PR #8926, opened 2020-03-30
Virtualized user list

### LINKED ISSUE #8046: We need to virtualize the chat and user lists to scale the client

Tainan404:
This PR is a follow up of #8287, but meant to user list, I had to change some stuffs on dropdown and rovering function to be compatible with the virtualized list.

Closes #8046.


tdjac0bs:
Hello @daminebenq please when finished with the implementation of https://github.com/bigbluebutton/bigbluebutton/pull/9153#issuecomment-617852383 execute the following tests:

1 - Run it with 100 users on master;
2 - Run it with 100 users on this PR;

Create a chart comparing the generated metrics ( master x PR 8926 ):
- Used heap size
- Total nodes number
- TotalNumberOfUsersMongo 
- TotalNumberOfUsersDom

daminebenq:
but, there are some css details to fix:
**on linux chrome**
here it's showing that the user in userlist is displayed with a white background of its element, hovering on it looks good but what we see now is that it's showing in white background of the element.
it should be the same as we have in DEVELOP branch:
image

but this PR is affecting the user display in userlist
vokoscreen-2020-04-30_11-29-31

same thing with the chat box, it's different from Develop branch, while it should not affect it
**on windows chrome**
image

I see that there is a conflict `bigbluebutton-html5/imports/ui/components/user-list/user-list-content/user-participants/user-list-item/component.jsx` i think fixing the conflict will fix the users display

Thanks !

vitormateusalmeida:
I tried to test the PR, but I got the following error in loading and could not continue.

image
image

KDSBrowne:
The virtualization of the user list created a bug with the user item drop-down's not following the panel when resized.
userItem-dropdown-menu-bug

########################################

PROMPT – Repeat each of the entries exactly.

EXERCISE SOLUTION –
PR #8926, opened 2020-03-30
Virtualized user list

### LINKED ISSUE #8046: We need to virtualize the chat and user lists to scale the client

Tainan404:
This PR is a follow up of #8287, but meant to user list, I had to change some stuffs on dropdown and rovering function to be compatible with the virtualized list.

Closes #8046.


tdjac0bs:
Hello @daminebenq please when finished with the implementation of https://github.com/bigbluebutton/bigbluebutton/pull/9153#issuecomment-617852383 execute the following tests:

1 - Run it with 100 users on master;
2 - Run it with 100 users on this PR;

Create a chart comparing the generated metrics ( master x PR 8926 ):
- Used heap size
- Total nodes number
- TotalNumberOfUsersMongo 
- TotalNumberOfUsersDom

daminebenq:
but, there are some css details to fix:
**on linux chrome**
here it's showing that the user in userlist is displayed with a white background of its element, hovering on it looks good but what we see now is that it's showing in white background of the element.
it should be the same as we have in DEVELOP branch:
image

but this PR is affecting the user display in userlist
vokoscreen-2020-04-30_11-29-31

same thing with the chat box, it's different from Develop branch, while it should not affect it
**on windows chrome**
image

I see that there is a conflict `bigbluebutton-html5/imports/ui/components/user-list/user-list-content/user-participants/user-list-item/component.jsx` i think fixing the conflict will fix the users display

Thanks !

vitormateusalmeida:
I tried to test the PR, but I got the following error in loading and could not continue.

image
image

KDSBrowne:
The virtualization of the user list created a bug with the user item drop-down's not following the panel when resized.
userItem-dropdown-menu-bug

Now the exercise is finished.